Yes, it does seem like the user can directly change the
scrollbar sizes, because that size is being preserved
are part of the computations that happen during draw().
I don't think this impacts the new scrollbar_size() method,
as the 'old behavior' will persist if the new method is
not used.
However, it does affect the way I've been implementing
the widgets so that changes to the global Fl::scrollbar_size()
have an effect even on widgets that have been created already.
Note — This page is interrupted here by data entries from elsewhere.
PR #658, opened 2022-11-24
fix: calculate db and collection tags only once for streaming requests

pboros:
Calculate db and collection tagging only once.

### DIFF
--- a/server/middleware/measure.go
+++ b/server/middleware/measure.go
@@ -17,7 +17,9 @@ package middleware
 import (
 	"context"
 
+
 	middleware "github.com/grpc-ecosystem/go-grpc-middleware/v2"
+	"github.com/rs/zerolog/log"
 	api "github.com/tigrisdata/tigris/api/server/v1"
 	"github.com/tigrisdata/tigris/errors"
 	"github.com/tigrisdata/tigris/server/metrics"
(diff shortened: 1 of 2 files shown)


server/middleware/measure.go
```diff
@@ -117,37 +117,51 @@ func measureStream() grpc.StreamServerInterceptor {
...
-	reqMetadata, err1 := request.GetRequestMetadataFromContext(w.WrappedContext)
-	if err1 != nil {
-		return errors.Internal("Could not handle stream send message")
+
+	if len(w.measurement.GetDBCollTags()) == 0 {
+		// The request is not tagged yet with db and collection, need to do it on the first message
+		db, coll := request.GetDbAndColl(m)
+		reqMetadata, err := request.GetRequestMetadataFromContext(w.WrappedContext)
+		if err != nil {
+			ulog.E(err)
```
rbarabas, line 158: Could this potentially blow up our logging if it gets triggered on `SendMsg()`?

rbarabas: Perhaps we could set the error flag on measurement to avoid logging N times?

pboros: Yes, this is for each document in the result set. One may have error, the other may not. We can also just log it at debug level or something like that.

server/middleware/measure.go
```diff
@@ -117,37 +117,51 @@ func measureStream() grpc.StreamServerInterceptor {
...
-	db, coll := request.GetDbAndColl(m)
-	reqMetadata, err := request.GetRequestMetadataFromContext(w.WrappedContext)
-	if err != nil {
-		return err
+
+	if len(w.measurement.GetDBCollTags()) == 0 {
+		// The request is not tagged yet with db and collection, need to do it on the first message
+		db, coll := request.GetDbAndColl(m)
+		reqMetadata, err := request.GetRequestMetadataFromContext(w.WrappedContext)
+		if err != nil {
```
adilansari, line 132:
```suggestion
		if ulog.E(err) {
				return err 
		}
```

server/middleware/measure.go
```diff
@@ -117,37 +117,51 @@ func measureStream() grpc.StreamServerInterceptor {
...
+			ulog.E(err)
```
himank, line 133: if err is not nil can we still safely tag it in line `135`?

server/middleware/measure.go
```diff
@@ -117,37 +117,51 @@ func measureStream() grpc.StreamServerInterceptor {
 }
 
 func (w *wrappedStream) RecvMsg(m interface{}) error {
+	err := w.ServerStream.RecvMsg(m)
+	if err != nil {
+		ulog.E(err)
```
himank, line 122: why not just return it from here?

server/middleware/measure.go
```diff
@@ -117,37 +117,51 @@ func measureStream() grpc.StreamServerInterceptor {
...
-		return errors.Internal("Could not handle stream send message")
+
+	if len(w.measurement.GetDBCollTags()) == 0 {
+		// The request is not tagged yet with db and collection, need to do it on the first message
+		db, coll := request.GetDbAndColl(m)
+		reqMetadata, err := request.GetRequestMetadataFromContext(w.WrappedContext)
+		if err != nil {
+			ulog.E(err)
+		}
+		reqMetadata.SetDb(db)
```
himank, line 160: same as above, if there is an error above is it safe to use `reqMetadata` object?

server/middleware/measure.go
pboros: Right, we can't, we need to return the error here and maybe have a log message that this request will not be measured.

server/middleware/measure.go
pboros: Thanks, good catch, but here we need to return the error or the original recv call, not the one from getting request metadata. Changing the code so it's more readable.

server/middleware/measure.go
pboros: I had trouble with that, it breaks things. I wanted to do it like the SendMsg (it returns error there), but it even breaks the tests.

server/middleware/measure.go
pboros: Right it's not, we should return the original error here.

himank (dismissed):

himank (approved):

PR #662, opened 2022-12-02
refactor! [BREAKING] Switching to Project paradigm

JigarJoshi:
This PR implements API changes https://github.com/tigrisdata/tigris-api/pull/166 & https://github.com/tigrisdata/tigris-api/pull/159.

At the high level it includes following changes.

- Project is an abstract object added. One project contains one DB.
- Application (machine credentials) are now scoped to a project.
- Event streaming has been removed for redesign and newer implementation.


api/server/v1/marshaler.go
```diff
@@ -532,12 +532,11 @@ func (x *DescribeCollectionResponse) MarshalJSON() ([]byte, error) {
 
 func (x *DescribeDatabaseResponse) MarshalJSON() ([]byte, error) {
 	resp := struct {
-		Db          string            `json:"db"`
-		Metadata    *DatabaseMetadata `json:"metadata"`
-		Collections []*collDesc       `json:"collections"`
-		Size        int64             `json:"size"`
+		Project     string           `json:"project"`
+		Metadata    *ProjectMetadata `json:"metadata"`
```
ovaistariq, line 536: This shouldn't contain the ProjectMetadata because Project is a higher level construct that would have more things than a database.

ovaistariq: approved PR 168

JigarJoshi: thanks - now https://github.com/tigrisdata/tigris-client-go/pull/193

JigarJoshi: updated the current PR.

ovaistariq (approved):

server/services/v1/api.go
```diff
@@ -40,10 +39,10 @@ import (
 )
 
 const (
-	databasePath        = "/databases"
-	databasePathPattern = databasePath + "/*"
+	projectPath        = "/projects"
+	projectPathPattern = projectPath + "/*"
 
-	collectionPath        = databasePath + "/collections"
+	collectionPath        = projectPath + "/collections"
```
himank, line 45: `collectionPath        = projectPath + "database/collections"`

JigarJoshi: that will evaluate to 

`/v1/projects/database/collections` 

I think we can just listen at `/v1/projects/*` and  `/v1/info` for api.go  - wdyt?

himank: but for collection APIs, we do want to listen to the right path, no?

JigarJoshi: synced offline and switched to

```
	collectionPath        = projectPathPattern + "/database/collections"

```

himank (approved):

himank (dismissed):

JigarJoshi:
cli-test is expected to fail. this will be taken care shortly after release.

PR #663, opened 2022-12-02
feat: database branching implementation

adilansari:
Early preview for database  branching with some pending items.

### What's included:
- Create/Drop/Describe DB can now have "branch" name string in payload
- All collection operations can have can have "branch" name string in payload
- Describe database without any "branch" option will describe "main" branch list all its branches

### Pending
- Newly created database branch needs to copy collections from original database
- Some metrics and namespaces api need to update
- Documentation update

### DIFF
--- a/server/metadata/database.go
+++ b/server/metadata/database.go
@@ -14,6 +14,8 @@
 
 package metadata
 
+import "strings"
+
 type DatabaseMetadata struct {
 	Id        uint32
 	Creator   string
@@ -22,4 +24,58 @@ type DatabaseMetadata struct {
 
 func (dm *DatabaseMetadata) SetDatabaseId(id uint32) {
 	dm.Id = id
+}
+
+const (
+	MainBranch          = "main"
+	BranchNamePrefix    = "$branch$_"
+	BranchNameSeparator = "_"
+)
+
+type DatabaseBranch struct {
+	db     string
+	branch string
+}
+
+func NewDatabaseBranch(db string, branch string) *DatabaseBranch {
+	if branch == MainBranch {
+		branch = ""
+	}
+	return &DatabaseBranch{
+		db:     db,
+		branch: branch,
+	}
+}
+
+func NewBranchFromDbName(key string) *DatabaseBranch {
+	if !strings.HasPrefix(key, BranchNamePrefix) {
+		return NewDatabaseBranch(key, "")
+	}
+	s := strings.SplitN(key, BranchNameSeparator, 3)
+	return NewDatabaseBranch(s[1], s[2])
+}
+
+func (b *DatabaseBranch) Name() string {
+	if b.IsMain() {
+		return b.Db()
+	}
+	return BranchNamePrefix + b.Db() + BranchNameSeparator + b.Branch()
+}
+
+func (b *DatabaseBranch) Db() string {
+	return b.db
+}
+
+func (b *DatabaseBranch) Branch() string {
+	if b.IsMain() {
+		return MainBranch
+	}
+	return b.branch
+}
+
+func (b *DatabaseBranch) IsMain() bool {
+	if len(b.branch) == 0 || b.branch == MainBranch {
+		return true
+	}
+	return false
 }
--- a/server/metadata/database.go
+++ b/server/metadata/database.go
@@ -28,52 +28,58 @@ func (dm *DatabaseMetadata) SetDatabaseId(id uint32) {
 
 const (
 	MainBranch          = "main"
-	BranchNamePrefix    = "$branch$_"
-	BranchNameSeparator = "_"
+	BranchNameSeparator = "_$branch$_"
 )
 
-type DatabaseBranch struct {
+// DatabaseName represents a primary database and its branch name
+type DatabaseName struct {
 	db     string
 	branch string
 }
 
-func NewDatabaseBranch(db string, branch string) *DatabaseBranch {
+func NewDatabaseNameWithBranch(db string, branch string) *DatabaseName {
 	if branch == MainBranch {
 		branch = ""
 	}
-	return &DatabaseBranch{
+	return &DatabaseName{
 		db:     db,
 		branch: branch,
 	}
 }
 
-func NewBranchFromDbName(key string) *DatabaseBranch {
-	if !strings.HasPrefix(key, BranchNamePrefix) {
-		return NewDatabaseBranch(key, "")
+func NewDatabaseName(key string) *DatabaseName {
+	s := strings.Split(key, BranchNameSeparator)
+	if len(s) < 2 {
+		return NewDatabaseNameWithBranch(s[0], "")
 	}
-	s := strings.SplitN(key, BranchNameSeparator, 3)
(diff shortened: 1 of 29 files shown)


server/metadata/database.go
```diff
@@ -23,3 +25,59 @@ type DatabaseMetadata struct {
...
 	dm.Id = id
 }
+
+const (
+	MainBranch          = "main"
+	BranchNamePrefix    = "$branch$_"
+	BranchNameSeparator = "_"
+)
+
+type DatabaseName struct {
```
adilansari, line 35: struct that will be replacing `dbName` string throughout the code.

server/metadata/database.go
```diff
@@ -23,3 +25,59 @@ type DatabaseMetadata struct {
...
+
+func NewDatabaseName(key string) *DatabaseName {
+	if !strings.HasPrefix(key, BranchNamePrefix) {
+		return NewDatabaseNameWithBranch(key, "")
+	}
+	s := strings.SplitN(key, BranchNameSeparator, 3)
+	return NewDatabaseNameWithBranch(s[1], s[2])
+}
+
+func (b *DatabaseName) Key() string {
```
adilansari, line 58: key is internal name of database.. see Unit tests for usage.. will be adding docs to it

himank, line 58: just call the method `Name`? Key would be confusing in the context of database name.

server/metadata/database.go
```diff
@@ -23,3 +25,59 @@ type DatabaseMetadata struct {
...
+		db:     db,
+		branch: branch,
+	}
+}
+
+func NewDatabaseName(key string) *DatabaseName {
+	if !strings.HasPrefix(key, BranchNamePrefix) {
+		return NewDatabaseNameWithBranch(key, "")
+	}
+	s := strings.SplitN(key, BranchNameSeparator, 3)
```
himank, line 54: If the database name starts with "_" then this will break? What if the naming convention is `$_{dbname}$branch_{branchName}` then it will be easy to extract first database name and then the branch name.

server/metadata/database.go
```diff
@@ -23,3 +25,59 @@ type DatabaseMetadata struct {
...
+
+// TODO: remove this
+func (b *DatabaseName) Branch() string {
+	if b.IsMainBranch() {
+		return MainBranch
+	}
+	return b.branch
+}
+
+func (b *DatabaseName) IsMainBranch() bool {
```
himank, line 78: Should we call it `WithBranch()` and `return len(b.branch) > 0` basically if no branch then the default case.

server/metadata/tenant.go
```diff
@@ -609,85 +609,142 @@ func (tenant *Tenant) GetNamespace() Namespace {
...
 
-	if _, ok := tenant.databases[dbName]; ok {
-		return true, nil
+	key := dbName.Key()
+
+	if dbName.IsMainBranch() {
+		if _, ok := tenant.databases[key]; ok {
+			return NewDatabaseExistsErr(key)
+		}
+	} else {
```
himank, line 622: `if dbName.WithBranch() {}`

server/metadata/tenant.go
```diff
@@ -609,85 +609,142 @@ func (tenant *Tenant) GetNamespace() Namespace {
...
-		log.Err(err).Msg("Failed to delete database metadata")
-		return false, errors.Internal("Failed to delete database metadata")
+		for _, c := range db.collections {
+			if err := tenant.dropCollection(ctx, tx, db, c.collection.Name); err != nil {
+				return true, err
+			}
+		}
+
+		// drop metadata entry
+		if err := tenant.namespaceStore.DeleteDatabaseMetadata(ctx, tx, tenant.namespace.Id(), key); err != nil {
```
himank, line 686: We only need to do it if the parent database is getting deleted?

server/metadata/tenant.go
```diff
@@ -609,85 +609,142 @@ func (tenant *Tenant) GetNamespace() Namespace {
...
 	}
 
 	// otherwise, proceed to create the database if there are concurrent requests on different workers then one of
 	// them will fail with duplicate entry and only one will succeed.
-	dbId, err := tenant.metaStore.CreateDatabase(ctx, tx, dbName, tenant.namespace.Id())
+	dbId, err := tenant.metaStore.CreateDatabase(ctx, tx, key, tenant.namespace.Id())
 	if dbMetadata != nil {
 		dbMetadata.SetDatabaseId(dbId)
-		err = tenant.namespaceStore.InsertDatabaseMetadata(ctx, tx, tenant.namespace.Id(), dbName, dbMetadata)
+		err = tenant.namespaceStore.InsertDatabaseMetadata(ctx, tx, tenant.namespace.Id(), key, dbMetadata)
```
himank, line 637: let's not store metadata for the branches? or do we have a use-case for it?

server/metadata/tenant.go
```diff
@@ -609,85 +609,142 @@ func (tenant *Tenant) GetNamespace() Namespace {
...
 		if err != nil {
 			log.Err(err).Msg("Failed to insert database metadata")
-			return false, errors.Internal("Failed to setup db metadata")
+			return errors.Internal("Failed to setup db metadata")
 		}
 	}
-	return false, err
+	// TODO: copy schema if a new branch is being created
```
himank, line 643: What if instead of adding the logic in this method, we have a CreateBranch method on the tenant that do the same what you have here but also has a logic of copying collection schema, etc? Also, if we have separate APIs for Create/Delete branches then it is fine to have different methods in the tenant to handle branches.

server/services/v1/database/errors.go
```diff
@@ -0,0 +1,38 @@
...
+
+package database
+
+import (
+	apiErrors "github.com/tigrisdata/tigris/errors"
+	"github.com/tigrisdata/tigris/server/metadata"
+)
+
+// createApiError helps construct API errors from internal errors.
+func createApiError(err error) error {
```
himank, line 23: nice!

server/services/v1/database/query_runner.go
```diff
@@ -169,36 +170,46 @@ func NewBaseQueryRunner(encoder metadata.Encoder, cdcMgr *cdc.Manager, txMgr *tr
...
+	dbBranch := metadata.NewDatabaseNameWithBranch(dbName, branch)
+	db, err := tenant.GetDatabase(ctx, dbBranch)
 	if err != nil {
 		return nil, err
 	}
+	// database not found
 	if db == nil {
-		// database not found
-		return nil, errors.NotFound("database doesn't exist '%s'", dbName)
+		errMsg := fmt.Sprintf("database doesn't exist '%s'", dbBranch.Db())
```
himank, line 181: nit: this can be moved in the above errors.go as well?

server/services/v1/database/query_runner.go
```diff
@@ -169,36 +170,46 @@ func NewBaseQueryRunner(encoder metadata.Encoder, cdcMgr *cdc.Manager, txMgr *tr
...
```
himank, line 208: ^

himank (approved):

himank (approved):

If I did that with Fl_Scroll, then any user changes to the
scrollbar's size directly will be overridden by the
above behavior.
I don't /have/ to implement Fl_Scroll to automatically track
the global scrollbar_size, but it would be inconsistent with
the other widgets I've done so far.
So I see two ways to resolve this:
1) Implement Fl_Scroll /not/ to track changes to the global
scrollbar_size() so that users can still directly adjust
the scrollbar sizes by accessing the internal widgets
directly, and simply document the widget works this way
in the Description.
2) Implement Fl_Scroll to track the changes (ie. always
recompute scrollbar size internally), and document
that one can no longer directly adjust the scrollbar's
size.
#1 is the least intrusive, preserving old behaviors, but it will
lack the ability for the app to globally manage the scrollbar's
sizes for this widget, as the other widgets (Browser, HelpView)
have this control.
#2 prevents allowing users to directly modify scrollbars, but
I don't think this breaks written contract in the docs; the only
use we document for direct access to the scrollbars is for
align(), xposition() and yposition(). The 1.1.x docs:
http://www.fltk.org/documentation.php/doc-1.1/Fl_Scroll.html
If implementing #2 really broke code in a bad way, I wouldn't
even suggest it. But it seems primarily cosmetic, making me
think we have some flexibility towards taking over scrollsize
for the good of UI consistency.
Suggestions welcome.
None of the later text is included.